Monday, March 10, 2014

No. 87 – Cherish the Day

Performer: Sade
Songwriters: Sade Adu, Andrew Hale, Stewart Matthewman
Original Release: Love Deluxe
Year: 1992
Definitive Version: None, although I found a cool live version in Milan of all places just before Laurie and I flew there.

I haven’t given it a lot of thought, but this might be the hottest-sounding song of all time. I definitely can envision it being played at a dance establishment, but when I hear Cherish the Day, I think not of pink neon and body glitter but gray skies and pine needles. I close my eyes … and I see Torch Lake in October 2004, vividly. I saw many incredible things that fall, things I’d never seen before and might never see again.

A few days the first two weeks I was there were really warm—one day, I even wore shorts as temperatures soared into the mid-70s—and there wasn’t much wind. That changed in November, but October was mild. One morning, when I awoke to the sound of Maile scratching at my bedroom door, I couldn’t believe my eyes when I looked out over the lake: I couldn’t see anything more than 20 feet out into the water.

I’d never seen fog at Torch Lake, certainly not like this. It was as though an entire cloud descended over the lake that even light couldn’t penetrate. It was opaque, like in the remake of King Kong. What made it all the more amazing was that the light over my shoulder through the woods indicated that it would be a sunny day.

Maile and I took our walk, and on this day, Maile was feeling spry, so we hiked all the way to the yacht club, which had been boarded up for the winter, about a mile from the compound. Down there, out on a point that reached far out into the lake compared with the family compound, the fog shroud sat a mere 10 feet off shore of the almost flat calm lake. I threw a few stones and watched them disappear before hearing the splash. Incredible!

By the time we got home, the fog was lifting, and sunbeams of various densities poked through the haze and illuminated the field across the road from the compound. I could see Taffy’s barn (Aunt Nan’s pony who long had since passed) emerge ghost-like through the haze. I didn’t take my camera to document the vision, but I don’t have to. It’s burned in my brain as clear as though I were seeing it now.

At night, the lake was almost completely dark. This was in stark contrast with the summer, when a string of lights dotted the lake. That so few people were there at this time of year meant I could take liberties with my trespassing and go places I couldn’t ordinarily.

One such place was the old Hibbard log cabin, called Minisa. It’s two doors from the compound, and it always seemed to be closed up.

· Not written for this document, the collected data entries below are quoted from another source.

PR #18617, opened 2021-09-06
FIXED BUG #18589 about Project tasks linked file access denied

alsoft10:
# Instructions
#18589 linked files with the task is not working. And it is fixed. Hopefully it will be merged.

### DIFF
--- a/htdocs/core/lib/files.lib.php
+++ b/htdocs/core/lib/files.lib.php
@@ -1004,6 +1004,7 @@ function dolCheckVirus($src_file)
 }
 
 
+
 /**
  *	Make control on an uploaded file from an GUI page and move it to final destination.
  * 	If there is errors (virus found, antivir in error, bad filename), file is not moved.
@@ -1839,6 +1840,7 @@ function deleteFilesIntoDatabaseIndex($dir, $file, $mode = 'uploaded')
 
 	$db->begin();
 
+
 	$rel_dir = preg_replace('/^'.preg_quote(DOL_DATA_ROOT, '/').'/', '', $dir);
 
 	$filename = basename($file);
@@ -2293,7 +2295,7 @@ function dol_check_secure_access_document($modulepart, $original_file, $entity, 
 
 	// Find the subdirectory name as the reference. For exemple original_file='10/myfile.pdf' -> refname='10'
 	if (empty($refname)) {
-		$refname = basename(dirname($original_file)."/");
+		$refname = basename(dirname($original_file, 2)."/");
 	}
 
 	// Define possible keys to use for permission check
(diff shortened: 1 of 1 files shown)


htdocs/core/lib/files.lib.php
```diff
@@ -2293,7 +2295,7 @@ function dol_check_secure_access_document($modulepart, $original_file, $entity,
 
 	// Find the subdirectory name as the reference. For exemple original_file='10/myfile.pdf' -> refname='10'
 	if (empty($refname)) {
-		$refname = basename(dirname($original_file)."/");
+		$refname = basename(dirname($original_file, 2)."/");
```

A newer home has been built on the property nearby, but the log cabin remained standing, nestled so deep into a grove of pine trees that it looked like something out of a Grimm’s fairy tale.

I knew that in the woods nearby was a totem pole that when I was a kid was visible from the lake. I was surprised, but glad, that I found it again, now worn down from years of weather and almost totally overgrown by bushes and trees.

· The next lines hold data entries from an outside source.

Issue #19763, opened 2022-01-07
ADD default Service on Task Time


lmag:
# Instructions
ADD FK_product Default Service in projet_task_time

# Feature Request
Adding this key allows you to retrieve it and automatically manage invoicing

## Use case
Billing of time spent by service automatically

## Suggested implementation
Step 1 : ADD FK_product in BDD
![image](https://user-images.githubusercontent.com/3288514/148534475-868c2ac7-5d94-48e6-8702-4ca49681f914.png)

Step 2 : Add the option to recover the service linked to the time spent line in the invoice creation screen
![image](https://user-images.githubusercontent.com/3288514/148535092-54190567-ae9b-4949-9d75-8e3810dfd4b8.png)

lmag:
@nicolas-eoxia @evarisk-theo @FHenry

lmag:
STEAP 1 : https://github.com/Dolibarr/dolibarr/pull/19764

lmag:
STEAP 2 : In progress : https://github.com/Dolibarr/dolibarr/pull/19765

FHenry:
Add mass action to apply product on time spend
Change label on Service to Invoice with Service to Invoice (when empty)

When Invoice use product of line

PR #19764, opened 2022-01-07
NEW: #19763 DB change only - Can invoice task time per different services

FHenry:
NEW: #19763 DB change only - Can invoice task time per different services


lmag:
👍

eldy:
Merge can't be done by github. Can you resubmit the pr after merge by develop ?

FHenry:
@eldy done, but as I can't(don't want) commit wihout local git hook phpCSsnifer is ok, I have to put comment into Wordpress OAuth class also

eldy:
> @eldy done, but as I can't(don't want) commit wihout local git hook phpCSsnifer is ok, I have to put comment into Wordpress OAuth class also

When you have modified files into includes dir, you can make a commit for this file with
git commit --no-verify
so it bypass phpcs for it, then you commit the rest of files as usual.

On the other side of the street and farther up was a newer service road. Maile and I hiked it one day back to the meadow behind Aunt Josie’s apple orchard and the pig sty that been the site of a memorable rainstorm-fueled romp many years before. The road was beneath the power lines, and it was hewn out of a grove of fir trees that stretched for hundreds of yards.

But the firs weren’t giving up the land without a fight. In and along the service road a battery of tiny trees grew in defiance. The ground was so fertile that it seemed that any seed that dropped into it took root. The trees ranged from a couple of feet in height to three-inch sprigs that had a single green frond. I thought of my little fir tree that Orchard Nursery in Columbus gave away for free and I planted out back of my house. Dozens of those were here for the taking.

So I was mostly by myself, but I wasn’t alone, not with Maile and not even the entire time. In mid-October, as the League Championship Series heated up, Dad and Laura came up for a weekend to take part in one of the few off-season activities that went on—an apple squeeze by a yacht club member down the road. It’s a good thing they did, too, because I had to make a run to civilization, and they could watch Maile while I was gone.

The week before, I found out, to much dismay, that my cellphone charger crapped out, so my phone no longer accepted a charge. This, of course, was no good in and of itself, but it was particularly troublesome, because it was my primary means of communication. If I couldn’t charge the battery, I had to replace the phone.

Back then, the closest Verizon store was in Grand Rapids, three hours to the south. Fortunately, I knew someone who lived in Grand Rapids, so I called Dave and asked whether I could make use of his guest room. He happily obliged.

I spent a night there, got a new Samsung flip phone and watched the Yankees begin what ended up being the biggest collapse in Major League Baseball history as they blew Game Four of the ALCS to the Red Sex. Dave and I went to a nearby BW-3 for wings and happy taunts of the Pinstripes.

Missions accomplished, I headed back on a gray day the day Dad and Laura left, with the sultry voice of Sade accompanying my ride back to the hinterlands. My stomach had been feeling a bit rocky lately, and the music soothed the savage beast that lay below. I had to get whatever was bothering me out of my system in the next two weeks. I had a big weekend planned in early November in Chicago, you see, and I didn’t want to take a sour stomach with me.